Go through the data and copy each line that holds "access".

**Saved data entries:**
================================

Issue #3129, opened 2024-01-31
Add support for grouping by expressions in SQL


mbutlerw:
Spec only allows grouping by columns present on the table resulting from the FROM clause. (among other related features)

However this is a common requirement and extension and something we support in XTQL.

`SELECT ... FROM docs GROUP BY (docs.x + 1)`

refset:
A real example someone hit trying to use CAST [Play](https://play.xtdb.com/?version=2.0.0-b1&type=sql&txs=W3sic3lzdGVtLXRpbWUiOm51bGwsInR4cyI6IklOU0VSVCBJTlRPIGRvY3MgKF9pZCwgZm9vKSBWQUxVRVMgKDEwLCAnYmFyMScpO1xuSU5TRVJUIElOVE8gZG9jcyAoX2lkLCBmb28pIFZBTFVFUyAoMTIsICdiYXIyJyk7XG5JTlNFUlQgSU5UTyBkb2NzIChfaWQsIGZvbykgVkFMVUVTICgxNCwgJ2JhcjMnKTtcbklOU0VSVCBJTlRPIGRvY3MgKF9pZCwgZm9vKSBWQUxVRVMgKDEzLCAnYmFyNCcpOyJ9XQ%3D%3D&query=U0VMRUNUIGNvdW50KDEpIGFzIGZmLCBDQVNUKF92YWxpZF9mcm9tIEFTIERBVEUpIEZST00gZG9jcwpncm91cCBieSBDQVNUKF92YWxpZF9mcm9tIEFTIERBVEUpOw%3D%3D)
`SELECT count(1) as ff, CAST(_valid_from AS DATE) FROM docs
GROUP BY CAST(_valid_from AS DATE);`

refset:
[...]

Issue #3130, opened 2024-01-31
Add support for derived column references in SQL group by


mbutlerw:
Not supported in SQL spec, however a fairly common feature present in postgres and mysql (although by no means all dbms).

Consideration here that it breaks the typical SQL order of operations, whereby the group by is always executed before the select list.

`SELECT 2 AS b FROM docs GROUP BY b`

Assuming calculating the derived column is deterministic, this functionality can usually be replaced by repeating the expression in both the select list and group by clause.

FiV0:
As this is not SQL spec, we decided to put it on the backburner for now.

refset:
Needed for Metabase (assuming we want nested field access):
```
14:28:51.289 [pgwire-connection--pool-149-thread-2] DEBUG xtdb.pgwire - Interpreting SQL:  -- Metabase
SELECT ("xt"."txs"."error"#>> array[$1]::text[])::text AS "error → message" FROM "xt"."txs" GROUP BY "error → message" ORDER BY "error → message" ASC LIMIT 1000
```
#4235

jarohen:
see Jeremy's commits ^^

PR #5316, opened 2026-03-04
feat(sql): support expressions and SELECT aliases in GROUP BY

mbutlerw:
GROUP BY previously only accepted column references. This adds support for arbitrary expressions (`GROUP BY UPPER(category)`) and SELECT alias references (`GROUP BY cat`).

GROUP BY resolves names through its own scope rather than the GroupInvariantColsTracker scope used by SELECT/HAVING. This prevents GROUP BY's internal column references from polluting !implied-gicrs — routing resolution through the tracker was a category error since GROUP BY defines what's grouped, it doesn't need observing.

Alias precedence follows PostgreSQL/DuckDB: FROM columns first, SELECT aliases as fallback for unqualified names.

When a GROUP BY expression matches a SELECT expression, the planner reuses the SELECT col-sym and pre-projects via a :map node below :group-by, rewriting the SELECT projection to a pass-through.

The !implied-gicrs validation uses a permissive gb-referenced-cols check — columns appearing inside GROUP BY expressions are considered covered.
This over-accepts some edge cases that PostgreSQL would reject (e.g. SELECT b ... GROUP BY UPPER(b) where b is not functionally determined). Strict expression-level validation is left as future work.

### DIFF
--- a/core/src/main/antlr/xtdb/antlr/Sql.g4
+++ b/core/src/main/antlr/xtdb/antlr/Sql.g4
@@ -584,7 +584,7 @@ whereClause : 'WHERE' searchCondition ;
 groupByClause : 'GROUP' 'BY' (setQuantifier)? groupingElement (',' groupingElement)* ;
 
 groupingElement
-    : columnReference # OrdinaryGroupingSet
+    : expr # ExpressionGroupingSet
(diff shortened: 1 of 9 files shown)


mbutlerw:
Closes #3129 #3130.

================================

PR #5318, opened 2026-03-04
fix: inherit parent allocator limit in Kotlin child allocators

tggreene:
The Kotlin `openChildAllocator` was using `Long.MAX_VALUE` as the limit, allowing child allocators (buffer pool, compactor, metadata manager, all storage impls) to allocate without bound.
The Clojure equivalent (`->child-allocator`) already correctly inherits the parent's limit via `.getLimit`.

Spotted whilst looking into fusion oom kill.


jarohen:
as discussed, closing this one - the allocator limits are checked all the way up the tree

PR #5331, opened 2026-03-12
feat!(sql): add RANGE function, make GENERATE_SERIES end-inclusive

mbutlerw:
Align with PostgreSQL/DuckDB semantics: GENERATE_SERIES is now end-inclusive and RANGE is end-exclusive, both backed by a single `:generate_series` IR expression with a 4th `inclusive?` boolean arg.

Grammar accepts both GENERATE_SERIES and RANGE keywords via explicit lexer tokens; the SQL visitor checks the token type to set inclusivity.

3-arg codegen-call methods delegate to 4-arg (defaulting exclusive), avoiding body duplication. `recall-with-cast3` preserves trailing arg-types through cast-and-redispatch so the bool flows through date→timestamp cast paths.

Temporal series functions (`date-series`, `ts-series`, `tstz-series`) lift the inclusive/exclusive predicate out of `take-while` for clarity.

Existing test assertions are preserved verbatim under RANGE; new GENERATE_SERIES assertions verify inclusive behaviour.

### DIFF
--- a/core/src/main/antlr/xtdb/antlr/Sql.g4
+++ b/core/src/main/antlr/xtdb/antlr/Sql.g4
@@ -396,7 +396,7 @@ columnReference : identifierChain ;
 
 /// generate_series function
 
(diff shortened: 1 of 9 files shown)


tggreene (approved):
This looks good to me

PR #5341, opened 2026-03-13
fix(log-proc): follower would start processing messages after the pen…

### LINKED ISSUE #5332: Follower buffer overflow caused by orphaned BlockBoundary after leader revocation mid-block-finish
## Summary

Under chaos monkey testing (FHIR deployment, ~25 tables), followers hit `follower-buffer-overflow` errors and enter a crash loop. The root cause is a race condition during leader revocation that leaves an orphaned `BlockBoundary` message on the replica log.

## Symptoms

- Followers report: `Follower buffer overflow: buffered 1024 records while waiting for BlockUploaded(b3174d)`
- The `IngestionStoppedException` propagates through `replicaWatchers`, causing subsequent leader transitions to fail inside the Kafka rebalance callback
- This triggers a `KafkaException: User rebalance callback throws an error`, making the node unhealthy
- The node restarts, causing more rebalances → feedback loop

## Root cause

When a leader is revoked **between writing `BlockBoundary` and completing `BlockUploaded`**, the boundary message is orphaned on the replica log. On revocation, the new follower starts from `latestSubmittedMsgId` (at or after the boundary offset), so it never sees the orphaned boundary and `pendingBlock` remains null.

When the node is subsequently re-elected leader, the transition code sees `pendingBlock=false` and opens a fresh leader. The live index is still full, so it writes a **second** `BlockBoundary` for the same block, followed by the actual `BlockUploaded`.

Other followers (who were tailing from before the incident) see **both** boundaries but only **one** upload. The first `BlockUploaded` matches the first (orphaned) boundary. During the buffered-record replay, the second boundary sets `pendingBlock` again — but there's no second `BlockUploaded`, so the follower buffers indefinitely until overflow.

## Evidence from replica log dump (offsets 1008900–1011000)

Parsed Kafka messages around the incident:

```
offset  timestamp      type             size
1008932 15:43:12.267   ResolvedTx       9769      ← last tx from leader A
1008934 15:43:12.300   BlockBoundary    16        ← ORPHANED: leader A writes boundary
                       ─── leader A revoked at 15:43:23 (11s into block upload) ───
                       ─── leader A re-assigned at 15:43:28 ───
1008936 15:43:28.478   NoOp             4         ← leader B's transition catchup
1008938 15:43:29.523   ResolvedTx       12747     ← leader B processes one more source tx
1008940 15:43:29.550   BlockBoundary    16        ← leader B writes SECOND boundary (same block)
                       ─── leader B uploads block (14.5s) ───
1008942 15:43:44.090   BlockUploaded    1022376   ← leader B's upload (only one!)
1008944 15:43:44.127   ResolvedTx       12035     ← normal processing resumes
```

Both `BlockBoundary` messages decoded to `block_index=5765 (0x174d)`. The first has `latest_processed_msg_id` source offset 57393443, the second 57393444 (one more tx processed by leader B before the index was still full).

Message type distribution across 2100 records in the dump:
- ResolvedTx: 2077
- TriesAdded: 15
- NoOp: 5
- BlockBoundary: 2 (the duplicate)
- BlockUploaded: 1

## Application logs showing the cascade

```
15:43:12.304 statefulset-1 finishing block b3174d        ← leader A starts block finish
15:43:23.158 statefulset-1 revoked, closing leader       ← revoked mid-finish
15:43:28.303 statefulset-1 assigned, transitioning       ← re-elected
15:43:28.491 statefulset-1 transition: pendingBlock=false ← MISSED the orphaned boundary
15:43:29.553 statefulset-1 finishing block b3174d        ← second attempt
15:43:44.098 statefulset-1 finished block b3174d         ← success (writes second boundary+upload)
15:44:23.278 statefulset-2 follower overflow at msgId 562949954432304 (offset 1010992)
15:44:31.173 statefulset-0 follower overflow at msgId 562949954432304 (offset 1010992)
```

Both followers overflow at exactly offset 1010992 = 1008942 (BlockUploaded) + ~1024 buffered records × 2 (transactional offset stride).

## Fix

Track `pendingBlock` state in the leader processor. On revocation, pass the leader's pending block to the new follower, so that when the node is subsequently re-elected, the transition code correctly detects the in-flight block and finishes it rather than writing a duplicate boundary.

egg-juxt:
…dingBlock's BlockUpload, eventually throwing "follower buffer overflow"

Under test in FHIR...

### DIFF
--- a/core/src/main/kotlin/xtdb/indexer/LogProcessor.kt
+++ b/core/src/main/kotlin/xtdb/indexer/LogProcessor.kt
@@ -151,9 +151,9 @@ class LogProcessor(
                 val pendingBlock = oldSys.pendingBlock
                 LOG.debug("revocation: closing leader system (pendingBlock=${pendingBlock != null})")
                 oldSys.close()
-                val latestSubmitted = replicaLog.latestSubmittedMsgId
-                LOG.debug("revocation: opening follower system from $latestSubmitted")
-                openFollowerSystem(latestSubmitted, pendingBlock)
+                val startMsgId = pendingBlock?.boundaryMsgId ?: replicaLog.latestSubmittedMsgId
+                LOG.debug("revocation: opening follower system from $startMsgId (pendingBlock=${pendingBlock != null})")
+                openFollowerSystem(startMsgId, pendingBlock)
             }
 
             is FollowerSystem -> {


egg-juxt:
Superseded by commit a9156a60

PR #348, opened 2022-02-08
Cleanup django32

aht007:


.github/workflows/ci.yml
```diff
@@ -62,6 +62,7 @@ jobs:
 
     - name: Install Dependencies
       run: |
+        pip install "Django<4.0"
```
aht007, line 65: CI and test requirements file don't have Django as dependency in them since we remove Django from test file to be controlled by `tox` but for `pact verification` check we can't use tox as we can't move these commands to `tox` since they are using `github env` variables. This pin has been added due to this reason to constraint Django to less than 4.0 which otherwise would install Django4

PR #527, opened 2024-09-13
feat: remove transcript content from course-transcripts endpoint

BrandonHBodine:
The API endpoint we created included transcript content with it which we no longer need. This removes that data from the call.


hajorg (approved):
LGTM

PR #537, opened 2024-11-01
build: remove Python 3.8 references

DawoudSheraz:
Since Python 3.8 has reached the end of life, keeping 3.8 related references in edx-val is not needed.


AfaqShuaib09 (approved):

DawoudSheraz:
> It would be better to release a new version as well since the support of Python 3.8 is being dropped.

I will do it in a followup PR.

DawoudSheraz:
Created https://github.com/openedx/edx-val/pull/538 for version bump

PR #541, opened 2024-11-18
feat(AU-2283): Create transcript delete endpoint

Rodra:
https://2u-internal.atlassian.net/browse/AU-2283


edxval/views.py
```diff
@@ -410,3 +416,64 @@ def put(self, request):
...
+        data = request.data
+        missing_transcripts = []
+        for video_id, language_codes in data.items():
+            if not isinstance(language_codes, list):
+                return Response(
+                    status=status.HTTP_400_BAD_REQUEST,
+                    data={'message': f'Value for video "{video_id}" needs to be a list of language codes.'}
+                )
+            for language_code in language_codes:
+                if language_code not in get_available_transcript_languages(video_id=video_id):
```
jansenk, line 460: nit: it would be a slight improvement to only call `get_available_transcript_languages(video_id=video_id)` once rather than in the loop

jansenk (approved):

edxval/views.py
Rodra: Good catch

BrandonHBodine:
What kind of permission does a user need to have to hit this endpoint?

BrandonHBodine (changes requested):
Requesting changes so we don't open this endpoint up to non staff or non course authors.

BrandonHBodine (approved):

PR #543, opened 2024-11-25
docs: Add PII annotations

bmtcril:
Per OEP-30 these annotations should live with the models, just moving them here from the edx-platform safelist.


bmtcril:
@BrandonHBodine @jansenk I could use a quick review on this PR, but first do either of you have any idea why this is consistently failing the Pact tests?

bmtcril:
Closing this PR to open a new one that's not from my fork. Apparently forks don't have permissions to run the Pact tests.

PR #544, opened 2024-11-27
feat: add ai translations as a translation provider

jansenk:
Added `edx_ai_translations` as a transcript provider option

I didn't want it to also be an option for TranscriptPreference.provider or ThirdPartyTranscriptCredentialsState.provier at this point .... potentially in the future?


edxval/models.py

================================

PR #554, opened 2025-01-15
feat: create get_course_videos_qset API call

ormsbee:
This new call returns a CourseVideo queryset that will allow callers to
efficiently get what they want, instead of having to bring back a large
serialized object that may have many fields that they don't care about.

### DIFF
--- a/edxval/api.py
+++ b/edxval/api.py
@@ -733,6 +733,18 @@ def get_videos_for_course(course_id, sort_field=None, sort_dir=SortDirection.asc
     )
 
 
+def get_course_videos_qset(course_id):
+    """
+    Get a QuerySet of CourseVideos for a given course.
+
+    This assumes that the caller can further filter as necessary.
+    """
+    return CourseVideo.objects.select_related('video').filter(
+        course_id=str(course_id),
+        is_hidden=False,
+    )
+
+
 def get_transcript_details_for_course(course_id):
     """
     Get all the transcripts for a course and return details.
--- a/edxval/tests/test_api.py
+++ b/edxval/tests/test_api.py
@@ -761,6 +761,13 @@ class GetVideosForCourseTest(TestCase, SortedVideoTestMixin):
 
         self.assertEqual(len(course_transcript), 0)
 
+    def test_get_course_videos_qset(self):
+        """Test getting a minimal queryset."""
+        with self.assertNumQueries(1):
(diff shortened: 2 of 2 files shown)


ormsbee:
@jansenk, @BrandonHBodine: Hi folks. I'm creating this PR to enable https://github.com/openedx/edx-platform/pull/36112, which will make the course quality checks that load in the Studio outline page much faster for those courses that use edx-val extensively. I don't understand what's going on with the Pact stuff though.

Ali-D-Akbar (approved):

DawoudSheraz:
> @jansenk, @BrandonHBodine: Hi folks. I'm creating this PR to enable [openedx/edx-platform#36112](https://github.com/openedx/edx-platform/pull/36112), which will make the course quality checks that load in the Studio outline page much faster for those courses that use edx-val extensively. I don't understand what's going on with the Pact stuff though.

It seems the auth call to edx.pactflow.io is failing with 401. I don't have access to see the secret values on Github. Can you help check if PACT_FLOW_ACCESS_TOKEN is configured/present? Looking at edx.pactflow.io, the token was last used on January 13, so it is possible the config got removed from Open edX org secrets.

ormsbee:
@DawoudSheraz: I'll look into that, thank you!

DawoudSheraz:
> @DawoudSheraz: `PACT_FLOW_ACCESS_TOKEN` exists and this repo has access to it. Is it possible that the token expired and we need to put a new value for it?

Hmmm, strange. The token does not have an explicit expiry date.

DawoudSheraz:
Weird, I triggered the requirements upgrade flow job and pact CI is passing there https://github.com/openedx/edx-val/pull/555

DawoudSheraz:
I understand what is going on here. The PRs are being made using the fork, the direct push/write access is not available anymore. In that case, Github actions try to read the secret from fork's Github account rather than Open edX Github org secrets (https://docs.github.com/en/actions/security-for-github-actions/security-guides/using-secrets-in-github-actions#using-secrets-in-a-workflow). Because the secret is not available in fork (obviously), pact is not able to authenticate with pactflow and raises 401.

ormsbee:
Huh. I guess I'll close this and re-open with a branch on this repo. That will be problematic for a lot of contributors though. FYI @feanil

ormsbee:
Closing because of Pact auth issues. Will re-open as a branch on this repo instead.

================================

**Exercise output:**
Needed for Metabase (assuming we want nested field access):
It seems the auth call to edx.pactflow.io is failing with 401. I don't have access to see the secret values on Github. Can you help check if PACT_FLOW_ACCESS_TOKEN is configured/present? Looking at edx.pactflow.io, the token was last used on January 13, so it is possible the config got removed from Open edX org secrets.
> @DawoudSheraz: `PACT_FLOW_ACCESS_TOKEN` exists and this repo has access to it. Is it possible that the token expired and we need to put a new value for it?
I understand what is going on here. The PRs are being made using the fork, the direct push/write access is not available anymore. In that case, Github actions try to read the secret from fork's Github account rather than Open edX Github org secrets (https://docs.github.com/en/actions/security-for-github-actions/security-guides/using-secrets-in-github-actions#using-secrets-in-a-workflow). Because the secret is not available in fork (obviously), pact is not able to authenticate with pactflow and raises 401.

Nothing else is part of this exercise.